▶ [Listed entries]
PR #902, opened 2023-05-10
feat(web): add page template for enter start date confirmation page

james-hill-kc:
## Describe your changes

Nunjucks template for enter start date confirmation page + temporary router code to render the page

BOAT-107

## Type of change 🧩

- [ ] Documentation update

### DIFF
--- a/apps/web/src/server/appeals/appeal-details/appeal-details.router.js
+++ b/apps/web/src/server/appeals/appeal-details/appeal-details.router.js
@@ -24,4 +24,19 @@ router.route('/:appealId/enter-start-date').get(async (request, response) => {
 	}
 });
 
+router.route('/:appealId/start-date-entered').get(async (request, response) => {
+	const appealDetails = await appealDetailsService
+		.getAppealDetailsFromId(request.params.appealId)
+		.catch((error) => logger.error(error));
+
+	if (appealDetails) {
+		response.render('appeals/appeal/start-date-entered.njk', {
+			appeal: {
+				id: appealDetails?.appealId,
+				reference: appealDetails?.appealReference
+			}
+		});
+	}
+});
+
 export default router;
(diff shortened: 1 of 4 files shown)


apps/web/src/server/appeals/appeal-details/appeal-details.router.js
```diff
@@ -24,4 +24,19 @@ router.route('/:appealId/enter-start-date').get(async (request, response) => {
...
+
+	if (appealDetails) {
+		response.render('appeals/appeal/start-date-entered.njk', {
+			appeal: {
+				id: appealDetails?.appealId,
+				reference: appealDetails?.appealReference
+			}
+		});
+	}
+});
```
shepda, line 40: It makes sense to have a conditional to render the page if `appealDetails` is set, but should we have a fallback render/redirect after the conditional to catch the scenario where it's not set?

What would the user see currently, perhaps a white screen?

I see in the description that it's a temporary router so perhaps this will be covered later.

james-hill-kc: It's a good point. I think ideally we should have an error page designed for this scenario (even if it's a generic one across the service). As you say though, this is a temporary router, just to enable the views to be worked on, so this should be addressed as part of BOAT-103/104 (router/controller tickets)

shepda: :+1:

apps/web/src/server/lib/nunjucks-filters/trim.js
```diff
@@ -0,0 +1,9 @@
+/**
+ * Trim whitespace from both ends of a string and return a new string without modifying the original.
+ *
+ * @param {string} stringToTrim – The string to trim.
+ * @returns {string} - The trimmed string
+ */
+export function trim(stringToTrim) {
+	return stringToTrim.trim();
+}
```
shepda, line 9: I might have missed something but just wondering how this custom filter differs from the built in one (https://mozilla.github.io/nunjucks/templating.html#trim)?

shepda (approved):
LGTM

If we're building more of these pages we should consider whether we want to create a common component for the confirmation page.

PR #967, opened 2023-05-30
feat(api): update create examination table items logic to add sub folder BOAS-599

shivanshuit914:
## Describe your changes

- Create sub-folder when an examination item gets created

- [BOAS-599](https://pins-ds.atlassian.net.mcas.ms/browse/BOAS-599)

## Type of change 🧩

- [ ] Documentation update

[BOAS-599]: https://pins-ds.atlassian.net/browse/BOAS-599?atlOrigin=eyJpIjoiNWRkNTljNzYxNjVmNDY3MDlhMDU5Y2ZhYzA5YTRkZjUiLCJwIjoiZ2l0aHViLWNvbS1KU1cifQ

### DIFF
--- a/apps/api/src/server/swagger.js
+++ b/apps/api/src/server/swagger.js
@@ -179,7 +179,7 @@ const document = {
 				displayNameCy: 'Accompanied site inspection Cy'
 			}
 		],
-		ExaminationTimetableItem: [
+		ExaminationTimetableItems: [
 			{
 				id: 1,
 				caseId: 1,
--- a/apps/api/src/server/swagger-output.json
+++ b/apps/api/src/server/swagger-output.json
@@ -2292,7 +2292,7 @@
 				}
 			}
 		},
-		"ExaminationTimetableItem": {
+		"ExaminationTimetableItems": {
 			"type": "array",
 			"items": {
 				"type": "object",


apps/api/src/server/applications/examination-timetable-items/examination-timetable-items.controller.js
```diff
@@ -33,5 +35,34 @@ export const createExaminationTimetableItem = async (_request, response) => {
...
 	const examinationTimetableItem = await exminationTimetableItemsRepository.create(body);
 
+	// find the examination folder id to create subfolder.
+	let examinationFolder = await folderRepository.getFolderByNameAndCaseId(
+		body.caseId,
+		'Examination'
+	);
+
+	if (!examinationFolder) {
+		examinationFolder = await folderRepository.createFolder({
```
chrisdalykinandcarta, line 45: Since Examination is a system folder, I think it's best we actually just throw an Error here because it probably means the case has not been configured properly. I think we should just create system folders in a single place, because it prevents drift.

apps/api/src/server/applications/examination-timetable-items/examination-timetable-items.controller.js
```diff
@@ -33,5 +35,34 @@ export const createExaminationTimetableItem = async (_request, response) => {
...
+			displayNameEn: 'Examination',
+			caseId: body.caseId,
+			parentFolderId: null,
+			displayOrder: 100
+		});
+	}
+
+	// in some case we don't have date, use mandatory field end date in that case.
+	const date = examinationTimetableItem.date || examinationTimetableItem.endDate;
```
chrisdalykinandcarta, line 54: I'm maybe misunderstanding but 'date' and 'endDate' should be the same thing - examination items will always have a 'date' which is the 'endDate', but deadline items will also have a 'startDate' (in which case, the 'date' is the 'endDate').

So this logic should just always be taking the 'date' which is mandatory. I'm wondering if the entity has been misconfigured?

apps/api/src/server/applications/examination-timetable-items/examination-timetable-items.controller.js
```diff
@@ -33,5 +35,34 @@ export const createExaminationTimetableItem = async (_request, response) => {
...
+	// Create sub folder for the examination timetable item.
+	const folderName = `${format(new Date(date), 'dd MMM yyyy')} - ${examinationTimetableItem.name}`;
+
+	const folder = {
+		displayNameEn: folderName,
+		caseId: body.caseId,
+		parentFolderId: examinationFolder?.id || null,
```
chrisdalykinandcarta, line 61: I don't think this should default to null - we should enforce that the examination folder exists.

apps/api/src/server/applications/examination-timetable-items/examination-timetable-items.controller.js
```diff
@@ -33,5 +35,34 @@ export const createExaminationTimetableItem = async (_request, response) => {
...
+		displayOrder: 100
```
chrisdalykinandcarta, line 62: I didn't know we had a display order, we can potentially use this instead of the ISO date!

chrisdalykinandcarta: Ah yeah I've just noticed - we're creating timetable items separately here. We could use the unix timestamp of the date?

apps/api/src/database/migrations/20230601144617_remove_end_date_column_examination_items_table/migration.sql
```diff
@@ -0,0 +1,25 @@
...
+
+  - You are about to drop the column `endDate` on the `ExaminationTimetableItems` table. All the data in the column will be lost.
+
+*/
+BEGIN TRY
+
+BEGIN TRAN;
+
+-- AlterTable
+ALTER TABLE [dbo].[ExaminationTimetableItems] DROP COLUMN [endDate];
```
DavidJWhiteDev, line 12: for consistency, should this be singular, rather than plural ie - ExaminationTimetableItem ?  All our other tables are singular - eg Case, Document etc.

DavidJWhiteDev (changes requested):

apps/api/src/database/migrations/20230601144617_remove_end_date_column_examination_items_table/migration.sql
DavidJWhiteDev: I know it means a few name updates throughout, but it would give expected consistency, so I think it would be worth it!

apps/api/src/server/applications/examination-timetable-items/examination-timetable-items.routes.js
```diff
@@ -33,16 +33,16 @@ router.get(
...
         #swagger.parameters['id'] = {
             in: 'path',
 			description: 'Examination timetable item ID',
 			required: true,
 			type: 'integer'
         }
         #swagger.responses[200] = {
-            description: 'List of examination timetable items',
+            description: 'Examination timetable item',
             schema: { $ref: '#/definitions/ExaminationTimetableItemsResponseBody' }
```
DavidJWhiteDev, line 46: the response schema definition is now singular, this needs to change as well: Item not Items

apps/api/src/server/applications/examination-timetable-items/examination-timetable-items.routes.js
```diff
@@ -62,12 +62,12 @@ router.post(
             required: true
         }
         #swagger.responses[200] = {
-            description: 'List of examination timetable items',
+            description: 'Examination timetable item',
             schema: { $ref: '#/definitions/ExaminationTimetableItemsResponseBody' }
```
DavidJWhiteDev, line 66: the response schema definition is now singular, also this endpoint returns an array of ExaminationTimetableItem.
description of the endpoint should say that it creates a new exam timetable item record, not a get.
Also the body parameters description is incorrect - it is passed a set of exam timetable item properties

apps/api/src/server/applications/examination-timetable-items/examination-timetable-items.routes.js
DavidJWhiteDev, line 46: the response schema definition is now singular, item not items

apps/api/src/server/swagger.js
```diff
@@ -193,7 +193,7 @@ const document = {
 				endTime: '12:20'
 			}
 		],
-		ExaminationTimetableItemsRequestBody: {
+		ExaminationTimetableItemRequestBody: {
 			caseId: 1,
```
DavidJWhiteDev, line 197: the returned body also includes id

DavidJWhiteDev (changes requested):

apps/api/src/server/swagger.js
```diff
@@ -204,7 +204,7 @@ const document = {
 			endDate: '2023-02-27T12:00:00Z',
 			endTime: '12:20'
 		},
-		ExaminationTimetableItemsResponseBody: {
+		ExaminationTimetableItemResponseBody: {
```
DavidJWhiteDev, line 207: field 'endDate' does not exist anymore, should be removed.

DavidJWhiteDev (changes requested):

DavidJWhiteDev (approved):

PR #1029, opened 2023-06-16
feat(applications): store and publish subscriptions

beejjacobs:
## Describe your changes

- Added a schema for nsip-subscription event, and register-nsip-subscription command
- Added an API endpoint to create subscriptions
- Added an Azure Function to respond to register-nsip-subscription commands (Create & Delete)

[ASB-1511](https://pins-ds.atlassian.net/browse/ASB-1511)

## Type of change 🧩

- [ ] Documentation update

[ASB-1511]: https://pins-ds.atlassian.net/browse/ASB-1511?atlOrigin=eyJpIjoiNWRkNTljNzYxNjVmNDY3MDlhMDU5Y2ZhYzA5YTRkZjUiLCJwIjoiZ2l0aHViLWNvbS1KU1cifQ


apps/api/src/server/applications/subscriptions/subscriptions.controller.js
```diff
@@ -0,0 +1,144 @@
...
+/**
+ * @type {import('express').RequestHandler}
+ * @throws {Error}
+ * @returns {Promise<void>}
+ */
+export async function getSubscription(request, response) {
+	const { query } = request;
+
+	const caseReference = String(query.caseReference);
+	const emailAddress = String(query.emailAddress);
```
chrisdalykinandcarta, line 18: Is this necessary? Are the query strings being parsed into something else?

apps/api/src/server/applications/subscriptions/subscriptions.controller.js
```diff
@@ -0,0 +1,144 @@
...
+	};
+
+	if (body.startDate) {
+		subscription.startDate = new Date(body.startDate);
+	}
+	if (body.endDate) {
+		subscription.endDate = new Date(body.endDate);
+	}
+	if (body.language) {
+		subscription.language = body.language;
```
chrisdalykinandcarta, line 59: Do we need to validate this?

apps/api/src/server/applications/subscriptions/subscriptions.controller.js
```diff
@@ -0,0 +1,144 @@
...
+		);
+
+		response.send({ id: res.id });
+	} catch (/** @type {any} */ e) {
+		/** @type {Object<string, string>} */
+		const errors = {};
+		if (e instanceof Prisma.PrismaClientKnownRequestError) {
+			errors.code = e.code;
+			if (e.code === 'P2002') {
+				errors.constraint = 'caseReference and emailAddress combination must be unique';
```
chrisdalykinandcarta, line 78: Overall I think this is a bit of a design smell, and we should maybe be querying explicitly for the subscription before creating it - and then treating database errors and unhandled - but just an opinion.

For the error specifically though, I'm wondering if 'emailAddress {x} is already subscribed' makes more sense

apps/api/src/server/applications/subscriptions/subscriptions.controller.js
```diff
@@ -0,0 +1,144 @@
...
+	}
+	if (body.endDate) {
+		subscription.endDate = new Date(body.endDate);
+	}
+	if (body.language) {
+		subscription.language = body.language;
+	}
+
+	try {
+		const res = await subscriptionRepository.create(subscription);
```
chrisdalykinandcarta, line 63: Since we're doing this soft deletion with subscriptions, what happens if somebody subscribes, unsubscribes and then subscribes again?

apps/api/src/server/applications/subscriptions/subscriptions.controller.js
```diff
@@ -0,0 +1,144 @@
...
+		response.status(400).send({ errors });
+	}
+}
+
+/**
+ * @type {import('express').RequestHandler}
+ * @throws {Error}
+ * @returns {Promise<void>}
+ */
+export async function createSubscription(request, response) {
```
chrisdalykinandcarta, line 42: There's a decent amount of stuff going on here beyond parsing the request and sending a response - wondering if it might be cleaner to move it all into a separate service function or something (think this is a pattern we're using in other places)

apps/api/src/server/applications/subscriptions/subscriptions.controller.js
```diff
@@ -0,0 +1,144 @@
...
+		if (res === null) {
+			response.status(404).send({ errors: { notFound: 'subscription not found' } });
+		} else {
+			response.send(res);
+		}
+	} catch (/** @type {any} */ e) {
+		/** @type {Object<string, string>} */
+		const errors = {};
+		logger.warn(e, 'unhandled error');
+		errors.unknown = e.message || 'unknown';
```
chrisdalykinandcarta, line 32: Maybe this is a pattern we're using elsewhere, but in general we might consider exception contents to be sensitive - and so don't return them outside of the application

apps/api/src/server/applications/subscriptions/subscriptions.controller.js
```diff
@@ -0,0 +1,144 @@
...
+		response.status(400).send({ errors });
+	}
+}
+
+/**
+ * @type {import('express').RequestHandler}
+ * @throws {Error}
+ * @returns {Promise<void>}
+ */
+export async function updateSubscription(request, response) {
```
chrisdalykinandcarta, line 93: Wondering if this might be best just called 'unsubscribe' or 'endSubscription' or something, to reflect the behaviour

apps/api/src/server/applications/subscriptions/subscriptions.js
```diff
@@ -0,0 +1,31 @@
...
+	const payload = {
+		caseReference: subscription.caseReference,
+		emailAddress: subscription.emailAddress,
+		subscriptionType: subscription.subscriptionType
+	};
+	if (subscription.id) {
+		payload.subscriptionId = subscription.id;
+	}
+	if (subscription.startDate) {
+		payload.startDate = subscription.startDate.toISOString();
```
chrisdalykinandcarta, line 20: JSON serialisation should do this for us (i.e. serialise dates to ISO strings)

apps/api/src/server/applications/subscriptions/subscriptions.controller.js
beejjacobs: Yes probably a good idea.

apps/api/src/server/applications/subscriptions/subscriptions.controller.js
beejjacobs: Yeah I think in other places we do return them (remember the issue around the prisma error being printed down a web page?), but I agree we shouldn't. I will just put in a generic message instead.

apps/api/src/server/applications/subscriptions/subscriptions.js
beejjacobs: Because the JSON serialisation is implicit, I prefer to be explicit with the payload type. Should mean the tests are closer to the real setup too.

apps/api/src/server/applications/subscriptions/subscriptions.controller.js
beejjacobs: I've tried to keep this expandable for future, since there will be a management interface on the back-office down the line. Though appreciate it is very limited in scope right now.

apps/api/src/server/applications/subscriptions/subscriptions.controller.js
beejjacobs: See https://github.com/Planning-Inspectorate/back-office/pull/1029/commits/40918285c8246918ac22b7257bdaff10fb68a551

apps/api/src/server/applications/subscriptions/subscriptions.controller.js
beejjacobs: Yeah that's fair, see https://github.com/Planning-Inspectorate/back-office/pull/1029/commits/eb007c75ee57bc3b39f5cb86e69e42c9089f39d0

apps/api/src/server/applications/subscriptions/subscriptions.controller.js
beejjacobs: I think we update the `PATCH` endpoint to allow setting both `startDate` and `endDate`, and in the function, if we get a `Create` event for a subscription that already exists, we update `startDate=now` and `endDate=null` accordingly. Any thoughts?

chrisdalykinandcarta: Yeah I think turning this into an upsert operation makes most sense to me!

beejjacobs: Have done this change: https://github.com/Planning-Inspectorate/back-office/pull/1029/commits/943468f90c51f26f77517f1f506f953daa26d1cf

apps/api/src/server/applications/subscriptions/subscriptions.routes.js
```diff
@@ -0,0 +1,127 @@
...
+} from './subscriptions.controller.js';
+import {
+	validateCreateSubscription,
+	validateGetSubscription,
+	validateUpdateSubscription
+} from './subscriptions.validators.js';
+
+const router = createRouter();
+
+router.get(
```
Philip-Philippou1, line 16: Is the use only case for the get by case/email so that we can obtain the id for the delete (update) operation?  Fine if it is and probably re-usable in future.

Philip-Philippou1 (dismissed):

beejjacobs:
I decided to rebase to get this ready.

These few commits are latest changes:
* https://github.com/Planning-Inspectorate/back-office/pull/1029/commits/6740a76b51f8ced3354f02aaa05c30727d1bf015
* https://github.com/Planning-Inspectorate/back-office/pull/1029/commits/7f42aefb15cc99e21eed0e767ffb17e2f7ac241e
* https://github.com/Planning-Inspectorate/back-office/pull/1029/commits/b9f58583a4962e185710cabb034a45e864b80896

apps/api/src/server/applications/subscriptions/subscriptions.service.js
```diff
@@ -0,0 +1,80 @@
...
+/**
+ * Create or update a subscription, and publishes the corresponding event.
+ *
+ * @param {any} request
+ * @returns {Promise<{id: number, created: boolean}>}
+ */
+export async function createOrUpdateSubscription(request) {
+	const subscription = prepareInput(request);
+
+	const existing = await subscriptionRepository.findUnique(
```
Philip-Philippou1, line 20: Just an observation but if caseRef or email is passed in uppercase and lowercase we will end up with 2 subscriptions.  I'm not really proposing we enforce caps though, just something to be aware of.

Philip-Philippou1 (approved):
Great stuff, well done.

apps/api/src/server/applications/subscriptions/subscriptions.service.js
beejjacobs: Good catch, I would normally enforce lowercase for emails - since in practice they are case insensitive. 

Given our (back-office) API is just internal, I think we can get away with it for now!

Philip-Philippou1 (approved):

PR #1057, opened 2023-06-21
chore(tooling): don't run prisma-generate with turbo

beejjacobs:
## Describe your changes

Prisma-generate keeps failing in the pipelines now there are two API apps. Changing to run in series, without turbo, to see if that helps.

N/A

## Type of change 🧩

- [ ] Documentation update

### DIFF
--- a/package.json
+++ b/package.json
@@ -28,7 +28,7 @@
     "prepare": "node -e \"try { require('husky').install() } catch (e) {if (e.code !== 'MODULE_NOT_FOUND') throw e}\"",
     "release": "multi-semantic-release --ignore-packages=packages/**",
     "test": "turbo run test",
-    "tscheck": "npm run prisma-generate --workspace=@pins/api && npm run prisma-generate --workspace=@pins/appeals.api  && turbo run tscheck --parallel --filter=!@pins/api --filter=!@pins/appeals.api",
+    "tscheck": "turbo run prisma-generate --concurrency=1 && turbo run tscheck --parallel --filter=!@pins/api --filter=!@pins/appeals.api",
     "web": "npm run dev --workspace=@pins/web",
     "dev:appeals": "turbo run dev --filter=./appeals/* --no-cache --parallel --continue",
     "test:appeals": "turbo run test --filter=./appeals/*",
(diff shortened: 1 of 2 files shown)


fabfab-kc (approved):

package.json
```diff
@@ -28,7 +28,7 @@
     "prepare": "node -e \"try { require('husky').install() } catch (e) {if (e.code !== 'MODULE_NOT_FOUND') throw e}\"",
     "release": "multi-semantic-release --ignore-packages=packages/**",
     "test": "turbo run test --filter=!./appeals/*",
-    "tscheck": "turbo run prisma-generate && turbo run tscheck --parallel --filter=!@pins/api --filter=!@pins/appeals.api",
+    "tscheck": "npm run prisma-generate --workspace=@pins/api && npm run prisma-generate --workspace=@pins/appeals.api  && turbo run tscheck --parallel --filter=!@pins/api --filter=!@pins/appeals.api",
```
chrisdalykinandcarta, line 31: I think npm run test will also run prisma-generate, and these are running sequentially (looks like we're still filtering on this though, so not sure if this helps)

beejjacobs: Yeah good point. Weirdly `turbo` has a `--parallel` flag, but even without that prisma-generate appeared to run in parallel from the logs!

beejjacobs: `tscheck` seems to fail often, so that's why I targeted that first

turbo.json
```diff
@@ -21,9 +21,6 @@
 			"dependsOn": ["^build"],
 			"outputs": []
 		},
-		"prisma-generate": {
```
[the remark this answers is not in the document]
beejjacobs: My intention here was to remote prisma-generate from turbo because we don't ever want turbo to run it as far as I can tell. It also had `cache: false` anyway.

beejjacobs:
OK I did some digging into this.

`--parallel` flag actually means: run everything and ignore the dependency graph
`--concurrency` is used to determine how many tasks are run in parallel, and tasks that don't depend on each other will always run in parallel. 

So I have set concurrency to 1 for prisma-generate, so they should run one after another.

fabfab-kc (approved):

▶ [Work request] Copy down every line of the material above that includes the string "null".

▶ [Answer to this exercise]
+			parentFolderId: null,
+		parentFolderId: examinationFolder?.id || null,
chrisdalykinandcarta, line 61: I don't think this should default to null - we should enforce that the examination folder exists.
+		if (res === null) {
beejjacobs: I think we update the `PATCH` endpoint to allow setting both `startDate` and `endDate`, and in the function, if we get a `Create` event for a subscription that already exists, we update `startDate=now` and `endDate=null` accordingly. Any thoughts?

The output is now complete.